As indicated above, the criminal offense set forth in article 359.1 of the Penal Code, when referring to all substances harmful to human health, would also cover those criminal behaviors that materialize on toxic drugs, narcotics or psychotropic substances to which referred to in Article 368 of the Penal Code, superimposing this precept as a special provision that encompasses it -and with an aggravated penalty-, in attention precisely to the specific risk that drugs introduce with respect to the good object of protection, both due to the effects secondary inherent to their consumption, such as by the addictive force they carry.


In short, and following our judgment 379/2011, of May 19th, "when the criminal acts fit into two criminal provisions and it is not necessary to apply both to cover the total unlawfulness of the event, we are faced with a contest of rules to be resolved by what is regulated in art. 8 of the Penal Code ", and, specifically in this case, by its 3rd rule, which includes the absorption criterion, to be applied when the broader criminal precept consumes a simpler one. In any case, and as we said in that same sentence: "the consummation of a norm can only be admitted when" no unjust part of the fact "remains without a criminal answer, having to go in another case to the crime contest"."

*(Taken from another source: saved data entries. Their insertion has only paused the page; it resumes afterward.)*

PR #1660, opened 2026-07-16
Fixed font point config and migrated base computer to ImGUI

### LINKED ISSUE #671: Font size needed for ship/game
VSengine 0.8.0 after running for first time set to system resolution I found the various text in game were too small to be unreadable

SGD1953:
Code Changes:

Issues:
This re-enables the possibility to configure font_point in the config. I tested with 32 (up from 16 which was hard-coded) and it looked much better.

I now managed to find a solution for the base computer as well. In principle we should probably rewrite it from scratch using ImGUI components, this is a larger untertaking however.

possibly addresses #671

### DIFF
--- a/engine/src/cmd/base_util.cpp
+++ b/engine/src/cmd/base_util.cpp
@@ -888,12 +888,13 @@ const Dictionary &GetEventData() {
     return _GetEventData();
 }
 
-
+//  Python accessor, not used in cpp
 float GetTextHeight(std::string text, Vector widheimult) {
     const float font_point = configuration().graphics.font_point_flt;
     return font_point * 2 / configuration().graphics.resolution_y;
 }
 
+//  Python accessor, not used in cpp
 float GetTextWidth(std::string text, Vector widheimult) {
     //Unsupported for now
     return 0;
--- a/engine/src/cmd/base_util.cpp
+++ b/engine/src/cmd/base_util.cpp
@@ -888,11 +888,10 @@ const Dictionary &GetEventData() {
     return _GetEventData();
 }
 
+
 float GetTextHeight(std::string text, Vector widheimult) {
-    static constexpr bool force_highquality = true;
-    constexpr bool use_bit = force_highquality ||  configuration().graphics.high_quality_font;
     const float font_point = configuration().graphics.font_point_flt;
-    return use_bit ? getFontHeight() : (font_point * 2 / configuration().graphics.resolution_y);
+    return font_point * 2 / configuration().graphics.resolution_y;
 }
 
 float GetTextWidth(std::string text, Vector widheimult) {
--- a/engine/src/gui/font.cpp
+++ b/engine/src/gui/font.cpp
@@ -4,8 +4,8 @@
  * Vega Strike - Space Simulation, Combat and Trading
  * Copyright (C) 2001-2026 The Vega Strike Contributors:
  * Project creator: Daniel Horn
- * Original development team: As listed in the AUTHORS file. Specifically: Mike Byron
- * Current development team: Roy Falk, Benjamen R. Meyer, Stephen G. Tuggy
+ * Original development team: As listed in the AUTHORS file
+ * Current development team: Roy Falk, Benjamen R. Meyer, Stephen G. Tuggy, Danny Gehl
  *
  * https://github.com/vegastrike/Vega-Strike-Engine-Source
  *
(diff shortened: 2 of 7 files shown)


libraries/gui/gui.cpp
```diff
@@ -45,7 +45,7 @@ bool gui_initialized = false;
 SDL_Window* current_window = nullptr;
 ImFont* roboto_18_font;
 
-void InitGui(SDL_Window *window, const SDL_GLContext *context) {
+void InitGui(SDL_Window *window, const SDL_GLContext *context, float fontSize) {
```
stephengtuggy: `fontSize` could be a `const`. Not essential, but nice to have.

SGD1953: I can change that, how about adding the font name as well. This is currently configurable in the config but has no effect when glut is no longer used

stephengtuggy: How about if we wait on the font name? That can be a future feature addition. @royfalk ran into some problems with the same font not being available across different OSes. So IIRC, he just went with the ImGui default font in all cases for now.

stephengtuggy: Or the default fixed-width font, or something like that.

Ultimately, the sentence ended up considering a crime against public health of article 368.1 of the Penal Code, in its modality of substances that cause serious damage to health, for which they were also sanctioned and whose sentences were maintained in their entirety, these being those included in the following pronouncement, issued by the Provintial Court ruling the case (called "Audiencia" in Spain):


WE RULE

That we MUST CONDEMN AND WE DO CONDEMN YYYYYYYY, as the author responsible for a CRIME AGAINST PUBLIC HEALTH, in its modality of substances that cause serious damage to health, without the concurrence of generic circumstances modifying criminal responsibility, to the penalty of FOUR YEARS OF PRISON, with the accessory of special disqualification for the right to passive suffrage during the time of the sentence, and to the penalty of a FINE OF THIRTY-TWO THOUSAND EIGHT HUNDRED AND NINETY-SEVEN EUROS (32,897) and FORTY DAYS OF SUBSTITORY ARRESTin case of non-payment ; as well as responsible author of a CRIME AGAINST PUBLIC HEALTH in the modality of substances harmful to health, without the concurrence of generic circumstances modifying criminal responsibility, to the penalty of TWO YEARS IN PRISON and a FINE of TEN MONTHS with a daily quota of EIGHT euros with subsidiary personal liability for non-payment of a fine in the terms of article 53.1 of the Penal Code, and special disqualification for profession or industry for a period of EIGHTEEN MONTHS, all with a condemnation of joint payment of procedural costs.